►

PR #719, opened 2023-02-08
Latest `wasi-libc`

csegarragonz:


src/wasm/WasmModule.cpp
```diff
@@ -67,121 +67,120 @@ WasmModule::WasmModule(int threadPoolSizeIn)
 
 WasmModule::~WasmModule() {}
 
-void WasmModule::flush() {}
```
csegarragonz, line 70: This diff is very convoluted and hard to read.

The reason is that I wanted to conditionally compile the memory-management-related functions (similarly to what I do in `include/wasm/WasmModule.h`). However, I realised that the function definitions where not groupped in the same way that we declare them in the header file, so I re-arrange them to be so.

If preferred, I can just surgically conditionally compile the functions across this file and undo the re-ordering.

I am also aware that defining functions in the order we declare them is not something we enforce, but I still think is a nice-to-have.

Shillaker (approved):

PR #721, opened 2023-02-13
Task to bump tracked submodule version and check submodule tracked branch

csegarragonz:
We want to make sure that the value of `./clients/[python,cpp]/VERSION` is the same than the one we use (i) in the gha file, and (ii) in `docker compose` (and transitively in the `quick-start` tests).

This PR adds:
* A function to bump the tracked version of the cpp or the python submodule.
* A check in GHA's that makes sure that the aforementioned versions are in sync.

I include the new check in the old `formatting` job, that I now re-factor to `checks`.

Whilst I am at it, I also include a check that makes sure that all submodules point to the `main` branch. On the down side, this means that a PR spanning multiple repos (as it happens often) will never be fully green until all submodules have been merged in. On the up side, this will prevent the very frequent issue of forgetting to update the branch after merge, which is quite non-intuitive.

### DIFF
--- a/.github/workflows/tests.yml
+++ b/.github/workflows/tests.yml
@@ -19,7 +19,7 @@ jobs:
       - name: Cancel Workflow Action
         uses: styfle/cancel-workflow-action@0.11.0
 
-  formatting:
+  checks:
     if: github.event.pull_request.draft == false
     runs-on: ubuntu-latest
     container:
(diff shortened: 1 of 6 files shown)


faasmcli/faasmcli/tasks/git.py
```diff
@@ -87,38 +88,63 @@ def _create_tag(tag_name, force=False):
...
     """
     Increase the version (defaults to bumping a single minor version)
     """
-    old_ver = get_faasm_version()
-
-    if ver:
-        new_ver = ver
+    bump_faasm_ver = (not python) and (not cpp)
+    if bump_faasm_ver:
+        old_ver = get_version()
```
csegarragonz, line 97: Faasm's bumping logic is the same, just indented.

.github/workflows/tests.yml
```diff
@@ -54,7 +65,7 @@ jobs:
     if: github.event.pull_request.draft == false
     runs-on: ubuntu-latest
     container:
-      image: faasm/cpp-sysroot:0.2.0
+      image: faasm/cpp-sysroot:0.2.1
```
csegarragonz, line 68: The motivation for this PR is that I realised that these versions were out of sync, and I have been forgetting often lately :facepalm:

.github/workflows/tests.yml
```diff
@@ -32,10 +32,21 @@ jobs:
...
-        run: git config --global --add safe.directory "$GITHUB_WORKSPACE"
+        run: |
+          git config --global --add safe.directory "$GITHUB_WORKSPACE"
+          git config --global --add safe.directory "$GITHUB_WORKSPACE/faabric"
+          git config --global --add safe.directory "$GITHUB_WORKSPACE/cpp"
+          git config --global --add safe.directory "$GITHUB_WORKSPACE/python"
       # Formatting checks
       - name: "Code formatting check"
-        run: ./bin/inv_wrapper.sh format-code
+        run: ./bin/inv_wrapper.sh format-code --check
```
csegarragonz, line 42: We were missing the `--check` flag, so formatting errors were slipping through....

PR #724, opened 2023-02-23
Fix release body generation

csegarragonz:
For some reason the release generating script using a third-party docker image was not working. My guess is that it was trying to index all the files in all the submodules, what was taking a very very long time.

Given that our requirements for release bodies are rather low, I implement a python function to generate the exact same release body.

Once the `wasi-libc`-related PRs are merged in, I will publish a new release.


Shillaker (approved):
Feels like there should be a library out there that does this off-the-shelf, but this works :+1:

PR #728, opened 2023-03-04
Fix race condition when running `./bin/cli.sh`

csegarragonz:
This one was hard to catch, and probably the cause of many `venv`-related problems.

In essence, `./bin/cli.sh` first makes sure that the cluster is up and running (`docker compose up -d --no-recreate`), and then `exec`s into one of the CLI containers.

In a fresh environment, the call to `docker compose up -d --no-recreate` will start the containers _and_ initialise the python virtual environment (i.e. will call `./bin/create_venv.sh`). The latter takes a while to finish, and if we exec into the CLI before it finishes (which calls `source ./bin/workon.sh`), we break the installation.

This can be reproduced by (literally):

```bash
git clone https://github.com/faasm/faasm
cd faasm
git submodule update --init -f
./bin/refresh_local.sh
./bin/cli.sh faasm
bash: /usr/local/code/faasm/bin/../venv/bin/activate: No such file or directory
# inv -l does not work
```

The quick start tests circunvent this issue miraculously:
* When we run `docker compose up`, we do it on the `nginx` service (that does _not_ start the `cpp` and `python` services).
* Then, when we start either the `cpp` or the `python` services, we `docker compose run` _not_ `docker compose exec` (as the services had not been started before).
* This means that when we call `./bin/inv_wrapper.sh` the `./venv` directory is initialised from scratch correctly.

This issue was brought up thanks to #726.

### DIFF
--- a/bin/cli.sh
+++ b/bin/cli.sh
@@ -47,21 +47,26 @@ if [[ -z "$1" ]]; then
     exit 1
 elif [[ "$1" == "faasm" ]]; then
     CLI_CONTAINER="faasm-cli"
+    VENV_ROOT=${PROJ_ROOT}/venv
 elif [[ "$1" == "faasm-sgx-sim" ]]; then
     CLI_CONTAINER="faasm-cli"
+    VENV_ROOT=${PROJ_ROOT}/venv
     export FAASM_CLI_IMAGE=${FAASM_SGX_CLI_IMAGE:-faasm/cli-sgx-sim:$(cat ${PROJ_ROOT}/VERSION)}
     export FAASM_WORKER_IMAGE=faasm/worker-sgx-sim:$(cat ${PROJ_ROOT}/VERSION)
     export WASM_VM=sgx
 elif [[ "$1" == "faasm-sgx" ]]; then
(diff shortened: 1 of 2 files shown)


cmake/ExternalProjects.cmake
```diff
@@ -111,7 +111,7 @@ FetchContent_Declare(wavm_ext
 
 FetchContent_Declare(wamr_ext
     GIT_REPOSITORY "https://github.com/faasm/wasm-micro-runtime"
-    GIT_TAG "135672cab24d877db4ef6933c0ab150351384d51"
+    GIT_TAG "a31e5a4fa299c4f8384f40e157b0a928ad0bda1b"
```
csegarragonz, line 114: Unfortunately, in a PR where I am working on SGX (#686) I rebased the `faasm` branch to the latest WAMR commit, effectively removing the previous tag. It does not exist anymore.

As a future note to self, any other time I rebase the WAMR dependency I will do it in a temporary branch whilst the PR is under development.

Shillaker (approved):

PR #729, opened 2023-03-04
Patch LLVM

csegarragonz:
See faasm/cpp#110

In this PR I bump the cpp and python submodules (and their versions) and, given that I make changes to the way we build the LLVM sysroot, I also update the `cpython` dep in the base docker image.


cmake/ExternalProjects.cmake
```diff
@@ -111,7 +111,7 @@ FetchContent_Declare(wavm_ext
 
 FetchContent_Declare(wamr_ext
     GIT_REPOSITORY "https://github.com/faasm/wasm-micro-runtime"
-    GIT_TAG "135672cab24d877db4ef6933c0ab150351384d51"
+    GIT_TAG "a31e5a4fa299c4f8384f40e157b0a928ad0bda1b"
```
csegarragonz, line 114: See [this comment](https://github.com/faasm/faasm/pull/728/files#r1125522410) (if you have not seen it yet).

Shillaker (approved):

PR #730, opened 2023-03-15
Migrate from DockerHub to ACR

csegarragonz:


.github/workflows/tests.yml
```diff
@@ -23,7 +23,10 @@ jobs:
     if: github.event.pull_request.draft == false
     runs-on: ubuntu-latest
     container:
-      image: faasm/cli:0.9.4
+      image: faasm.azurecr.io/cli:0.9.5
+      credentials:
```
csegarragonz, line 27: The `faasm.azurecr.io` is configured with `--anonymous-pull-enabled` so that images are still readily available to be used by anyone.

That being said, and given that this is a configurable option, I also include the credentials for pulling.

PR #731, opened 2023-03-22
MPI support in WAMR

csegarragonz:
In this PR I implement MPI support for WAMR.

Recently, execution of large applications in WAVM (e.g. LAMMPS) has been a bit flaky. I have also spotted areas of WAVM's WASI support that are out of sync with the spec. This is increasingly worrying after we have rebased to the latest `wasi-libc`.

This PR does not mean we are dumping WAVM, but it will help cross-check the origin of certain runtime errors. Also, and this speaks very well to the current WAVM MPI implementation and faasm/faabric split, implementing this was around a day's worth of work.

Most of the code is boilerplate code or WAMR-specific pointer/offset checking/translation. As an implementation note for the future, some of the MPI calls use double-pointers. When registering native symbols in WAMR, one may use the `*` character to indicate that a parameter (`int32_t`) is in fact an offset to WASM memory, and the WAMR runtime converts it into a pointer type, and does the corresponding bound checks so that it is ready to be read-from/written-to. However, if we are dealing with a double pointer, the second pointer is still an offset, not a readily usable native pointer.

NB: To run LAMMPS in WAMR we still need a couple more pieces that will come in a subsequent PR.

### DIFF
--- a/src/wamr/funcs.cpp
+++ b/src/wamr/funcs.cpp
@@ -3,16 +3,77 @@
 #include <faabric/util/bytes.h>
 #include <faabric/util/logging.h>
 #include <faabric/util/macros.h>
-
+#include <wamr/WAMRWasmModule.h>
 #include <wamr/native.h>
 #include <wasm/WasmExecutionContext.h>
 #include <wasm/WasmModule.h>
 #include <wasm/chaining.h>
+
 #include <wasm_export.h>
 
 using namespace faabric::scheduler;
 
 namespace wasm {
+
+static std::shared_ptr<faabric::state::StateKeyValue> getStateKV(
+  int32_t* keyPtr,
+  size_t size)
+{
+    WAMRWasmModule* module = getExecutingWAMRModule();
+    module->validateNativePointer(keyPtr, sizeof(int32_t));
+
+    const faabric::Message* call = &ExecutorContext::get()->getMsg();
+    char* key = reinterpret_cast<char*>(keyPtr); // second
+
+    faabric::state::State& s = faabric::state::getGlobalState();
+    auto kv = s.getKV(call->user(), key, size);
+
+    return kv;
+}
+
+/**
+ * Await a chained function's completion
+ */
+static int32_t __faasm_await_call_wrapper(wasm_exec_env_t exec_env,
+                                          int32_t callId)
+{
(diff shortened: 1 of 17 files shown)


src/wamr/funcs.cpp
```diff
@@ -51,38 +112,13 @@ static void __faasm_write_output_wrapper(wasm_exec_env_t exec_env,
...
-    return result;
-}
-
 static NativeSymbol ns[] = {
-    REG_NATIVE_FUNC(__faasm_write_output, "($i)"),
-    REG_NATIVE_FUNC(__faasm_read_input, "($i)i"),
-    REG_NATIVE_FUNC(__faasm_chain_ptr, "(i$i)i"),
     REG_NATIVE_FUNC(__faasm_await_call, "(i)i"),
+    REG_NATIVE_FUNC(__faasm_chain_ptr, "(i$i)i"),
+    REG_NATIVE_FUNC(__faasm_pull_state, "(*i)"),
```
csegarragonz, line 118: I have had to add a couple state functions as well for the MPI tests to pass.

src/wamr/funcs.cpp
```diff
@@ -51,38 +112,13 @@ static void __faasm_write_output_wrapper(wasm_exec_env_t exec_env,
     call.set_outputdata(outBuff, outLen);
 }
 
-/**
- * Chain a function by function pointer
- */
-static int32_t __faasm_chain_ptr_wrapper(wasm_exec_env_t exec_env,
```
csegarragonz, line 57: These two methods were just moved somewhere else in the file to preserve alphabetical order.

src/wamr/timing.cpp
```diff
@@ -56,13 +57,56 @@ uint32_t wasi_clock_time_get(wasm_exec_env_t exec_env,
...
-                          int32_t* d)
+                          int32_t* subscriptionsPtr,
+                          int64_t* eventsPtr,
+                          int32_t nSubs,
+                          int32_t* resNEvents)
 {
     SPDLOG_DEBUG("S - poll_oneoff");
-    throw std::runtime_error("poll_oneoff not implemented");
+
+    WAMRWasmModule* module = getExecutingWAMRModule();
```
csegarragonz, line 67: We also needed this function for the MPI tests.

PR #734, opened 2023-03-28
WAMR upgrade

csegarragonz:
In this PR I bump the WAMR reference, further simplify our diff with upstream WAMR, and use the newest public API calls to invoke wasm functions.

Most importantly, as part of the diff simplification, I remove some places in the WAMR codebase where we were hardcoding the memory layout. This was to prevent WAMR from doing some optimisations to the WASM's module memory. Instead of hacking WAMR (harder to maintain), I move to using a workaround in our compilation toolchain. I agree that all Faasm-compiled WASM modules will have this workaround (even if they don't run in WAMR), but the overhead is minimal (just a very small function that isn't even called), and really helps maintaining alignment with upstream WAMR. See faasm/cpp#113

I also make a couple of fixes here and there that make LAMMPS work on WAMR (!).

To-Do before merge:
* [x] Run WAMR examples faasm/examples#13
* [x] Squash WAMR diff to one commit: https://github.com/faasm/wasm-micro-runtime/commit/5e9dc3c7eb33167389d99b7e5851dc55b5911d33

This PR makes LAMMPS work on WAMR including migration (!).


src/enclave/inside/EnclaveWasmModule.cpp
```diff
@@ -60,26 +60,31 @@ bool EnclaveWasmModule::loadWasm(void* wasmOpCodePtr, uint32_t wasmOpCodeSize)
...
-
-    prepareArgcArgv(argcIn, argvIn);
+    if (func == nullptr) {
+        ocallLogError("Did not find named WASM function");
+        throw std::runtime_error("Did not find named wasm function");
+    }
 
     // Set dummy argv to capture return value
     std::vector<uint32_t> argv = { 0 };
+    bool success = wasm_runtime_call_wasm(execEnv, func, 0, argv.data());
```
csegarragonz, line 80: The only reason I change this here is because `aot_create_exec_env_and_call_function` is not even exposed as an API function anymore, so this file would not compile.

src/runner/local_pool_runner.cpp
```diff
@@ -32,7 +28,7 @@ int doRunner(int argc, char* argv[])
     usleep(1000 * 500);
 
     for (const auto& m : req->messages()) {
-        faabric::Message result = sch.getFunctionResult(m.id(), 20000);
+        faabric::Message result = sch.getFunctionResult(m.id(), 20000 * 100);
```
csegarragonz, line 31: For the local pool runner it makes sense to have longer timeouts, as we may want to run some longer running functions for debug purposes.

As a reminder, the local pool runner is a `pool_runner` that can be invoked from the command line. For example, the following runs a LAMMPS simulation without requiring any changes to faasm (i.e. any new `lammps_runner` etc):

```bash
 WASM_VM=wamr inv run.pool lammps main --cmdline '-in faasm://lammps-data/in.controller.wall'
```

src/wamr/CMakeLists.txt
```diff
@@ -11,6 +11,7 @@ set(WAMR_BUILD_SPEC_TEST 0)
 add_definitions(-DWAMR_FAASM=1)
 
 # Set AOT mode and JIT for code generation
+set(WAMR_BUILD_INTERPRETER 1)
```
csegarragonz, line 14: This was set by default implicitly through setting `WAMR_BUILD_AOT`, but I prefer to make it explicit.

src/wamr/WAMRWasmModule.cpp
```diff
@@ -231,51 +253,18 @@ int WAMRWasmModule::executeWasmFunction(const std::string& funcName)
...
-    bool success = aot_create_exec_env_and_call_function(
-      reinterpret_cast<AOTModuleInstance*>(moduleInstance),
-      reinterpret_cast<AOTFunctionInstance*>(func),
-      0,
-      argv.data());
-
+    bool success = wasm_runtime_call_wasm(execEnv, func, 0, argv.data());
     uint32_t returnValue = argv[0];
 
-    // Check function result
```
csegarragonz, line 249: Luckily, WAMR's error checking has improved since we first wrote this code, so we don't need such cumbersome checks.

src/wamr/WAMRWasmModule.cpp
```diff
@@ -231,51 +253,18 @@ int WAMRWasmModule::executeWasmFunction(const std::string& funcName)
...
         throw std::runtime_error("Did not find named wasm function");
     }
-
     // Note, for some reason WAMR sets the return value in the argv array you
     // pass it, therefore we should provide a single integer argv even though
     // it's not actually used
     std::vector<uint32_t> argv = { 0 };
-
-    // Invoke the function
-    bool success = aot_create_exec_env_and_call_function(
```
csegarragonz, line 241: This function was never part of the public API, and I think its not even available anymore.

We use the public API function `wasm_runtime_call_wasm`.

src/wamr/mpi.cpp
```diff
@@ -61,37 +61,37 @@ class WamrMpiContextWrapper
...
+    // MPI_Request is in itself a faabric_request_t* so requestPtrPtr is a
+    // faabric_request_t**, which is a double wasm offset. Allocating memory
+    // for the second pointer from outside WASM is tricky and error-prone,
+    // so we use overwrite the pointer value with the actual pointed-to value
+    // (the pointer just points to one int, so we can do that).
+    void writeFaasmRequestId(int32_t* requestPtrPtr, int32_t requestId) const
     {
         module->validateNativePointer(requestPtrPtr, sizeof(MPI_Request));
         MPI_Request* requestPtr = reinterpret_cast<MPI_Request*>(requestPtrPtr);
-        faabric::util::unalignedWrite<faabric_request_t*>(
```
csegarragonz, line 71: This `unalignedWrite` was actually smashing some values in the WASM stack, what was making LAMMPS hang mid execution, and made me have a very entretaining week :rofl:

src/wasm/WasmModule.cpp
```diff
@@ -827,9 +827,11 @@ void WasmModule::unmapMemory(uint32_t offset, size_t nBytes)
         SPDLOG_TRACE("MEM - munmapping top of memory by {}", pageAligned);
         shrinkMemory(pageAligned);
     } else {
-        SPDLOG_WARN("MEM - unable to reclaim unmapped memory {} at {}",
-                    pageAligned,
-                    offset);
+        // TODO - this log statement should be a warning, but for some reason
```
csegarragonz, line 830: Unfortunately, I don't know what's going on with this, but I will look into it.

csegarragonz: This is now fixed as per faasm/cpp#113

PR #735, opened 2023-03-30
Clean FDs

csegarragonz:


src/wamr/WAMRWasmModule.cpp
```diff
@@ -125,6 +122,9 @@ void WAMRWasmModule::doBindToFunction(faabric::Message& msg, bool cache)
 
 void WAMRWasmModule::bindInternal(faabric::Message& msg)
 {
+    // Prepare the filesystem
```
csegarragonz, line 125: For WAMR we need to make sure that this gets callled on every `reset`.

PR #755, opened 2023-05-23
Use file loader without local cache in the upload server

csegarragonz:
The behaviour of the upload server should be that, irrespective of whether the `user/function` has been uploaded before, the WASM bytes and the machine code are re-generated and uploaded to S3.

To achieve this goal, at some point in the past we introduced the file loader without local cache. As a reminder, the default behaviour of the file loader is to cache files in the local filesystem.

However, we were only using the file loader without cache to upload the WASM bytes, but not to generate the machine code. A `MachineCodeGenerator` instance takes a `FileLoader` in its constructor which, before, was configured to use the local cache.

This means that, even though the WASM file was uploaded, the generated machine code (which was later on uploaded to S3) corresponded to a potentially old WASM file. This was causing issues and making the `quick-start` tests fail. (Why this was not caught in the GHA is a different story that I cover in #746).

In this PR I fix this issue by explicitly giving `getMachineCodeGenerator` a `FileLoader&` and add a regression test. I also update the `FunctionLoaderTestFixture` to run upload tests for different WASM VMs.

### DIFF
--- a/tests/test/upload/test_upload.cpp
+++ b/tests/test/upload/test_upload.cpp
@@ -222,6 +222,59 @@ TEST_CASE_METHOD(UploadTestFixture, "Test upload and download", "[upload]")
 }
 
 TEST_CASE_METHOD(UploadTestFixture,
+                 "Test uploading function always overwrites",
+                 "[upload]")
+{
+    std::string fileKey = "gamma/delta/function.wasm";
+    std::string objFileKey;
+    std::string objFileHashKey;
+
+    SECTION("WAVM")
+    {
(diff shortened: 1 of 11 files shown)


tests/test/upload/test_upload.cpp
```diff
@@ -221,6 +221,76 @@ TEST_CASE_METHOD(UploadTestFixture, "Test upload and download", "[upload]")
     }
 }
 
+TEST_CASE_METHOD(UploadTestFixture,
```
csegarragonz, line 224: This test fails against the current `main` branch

◄

**WHAT THIS TASK INVOLVES:**
Reproduce exactly, and only, the part of the listing above that begins at the line with "using namespace faabric::scheduler;" and goes on through the line with "call = &ExecutorContext::get()->getMsg();".

**REPLY TO THE EXERCISE:**
 using namespace faabric::scheduler;
 
 namespace wasm {
+
+static std::shared_ptr<faabric::state::StateKeyValue> getStateKV(
+  int32_t* keyPtr,
+  size_t size)
+{
+    WAMRWasmModule* module = getExecutingWAMRModule();
+    module->validateNativePointer(keyPtr, sizeof(int32_t));
+
+    const faabric::Message* call = &ExecutorContext::get()->getMsg();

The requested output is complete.